The client in this FileVault data recovery case study ended up in hot water when they decided to encrypt the data on their Macbook. The FileVault encryption process started up as normal and started implementing its full-disk encryption. And that’s when things started to heat up.
The client’s Macbook crashed roughly halfway through the encryption process. This left a portion of the client’s data encrypted with strong 256-bit AES encryption, and the rest unencrypted. Worse, the client couldn’t even log into the Macbook anymore. They were stuck. Three hours on the phone with Apple produced no results. The client consulted with a local computer repair technician, who determined that the problem lay within the computer’s Toshiba hard drive.
Software diagnostics pronounced the drive as failing. Several attempts to pull data off of the hard drive proved fruitless. Each attempt ended with the drive crashing well before any data could be pulled off from it. Both the client and the technician noticed that the drive was very hot to the touch, and sought the expertise of a professional data recovery lab to deal with this situation.
FileVault Data Recovery Case Study: Half Baked Hard Drive
Drive Model: Toshiba MK7559GSXF
Drive Capacity: 750 GB
Operating/File System: HFS+
Data Loss Situation: Macbook crashed partway through FileVault encryption setup, and repair technician noticed the hard drive seemed unusually hot.
Type of Data Recovered: Documents and photos
Binary Read: 100%
Gillware Data Recovery Case Rating: 10
There were two problems to deal with in this FileVault data recovery case. One was he failed hard drive; the other, the (inadvertent) partial-disk encryption. One would require the attention of our hard drive repair experts, while the other would require the attention from our encrypted hard drive recovery specialists, who have dealt with FileVault plenty of times.
Hard drives can and do overheat, although it’s not as common as you might think.
Hard drives can typically take heat of up to 60 degrees Celsius (140 degrees Fahrenheit) before their safety becomes compromised. Of course, the temperature around your computer, be it on your desk or on your lap, rarely reaches such heights. But inside your computer is another story. Hard drives generate their own heat. As a result, a drive in a poorly-ventilated machine can bake itself to death since the heat generated has nowhere to go. When this happens, it sometimes results in the drive’s spindle motor seizing up as its lubricants dry out.
Most people, though, don’t realize that it’s normal for a running hard drive to be quite hot to the touch, especially if you keep it running for a while. Most of the time, when we’re using our computers or external hard drives, we aren’t cradling their HDDs in our hands as if it were a newborn infant. Generally the only time you’d do this is if your hard drive is acting up and you’re trying to diagnose it or pull data off of it. The drive will become very hot, and you might think that something must be wrong with it.
Hard drive overheating is mainly a concern for servers, since even a well-ventilated server has several (or several dozen) hard drives in close proximity to each other, all generating their own heat. This is why data centers depend so much on air conditioning. These massive server rooms are frigid; that’s what it takes to offset the massive amount of heat created by hundreds (or possibly thousands) of hard drives running in unison. At Gillware, for example, even our far more modest server room has the air conditioning on 24/7/365 (even in the dead of our chilly Wisconsin winters!).
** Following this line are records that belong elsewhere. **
PR #262, opened 2023-07-26
Feature/add streamflow

vgro:
This PR adds a super simple stream flow equation to the hydrology model: Q=P-ET-dS . This requires the plant model to run first, but as the p-model does currently not need soil moisture as an input, that should work. I added ET to the dummy plant data set and made a small adjustment to the input precipitation. Once we add p-hydro or SPLASH, we will have to rejig this; maybe split the stream flow from the hydrology model.
For now, the new features gives us the stream flow Q for each grid cell which can then in a next step be summed up for the whole area or catchments within the study area. 

## Type of change

## Key checklist

## Further checks


jacobcook1995 (approved):
LGTM!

Our engineers brought this hard drive into our cleanroom data recovery lab to provide an expert diagnosis. We found that the hard drive’s heating issue wasn’t quite as bad as it seemed. The hard drive was just having trouble keeping up the pace with the demands of the rest of the computer.
In other words, this hard drive had entered the middle stages of hard drive failure. It had failed enough that it was no longer accessible. However, it hadn’t catastrophically failed such that its mechanical components had broken down. In our engineers’ deft hands, our own proprietary, fault-tolerant hard drive data recovery tools could create a perfect disk image of the failed hard drive.
With that taken care of, the disk image went to our encrypted drive recovery specialists. This hard drive was a patchwork of encrypted data and unencrypted data. Some of the drive’s system files user data was plainly visible; the rest, hidden behind a shroud of powerful FileVault encryption. Our technicians needed to decrypt the encrypted portions of the disk and stitch the data back together.
After decrypting the roughly half of the disk encrypted by FileVault (using the client’s password, of course), our technicians successfully retrieved all of the client’s important files, including their documents and, most important of all, their precious family photos. We ranked this FileVault data recovery case a 10 out of 10 on our case rating scale.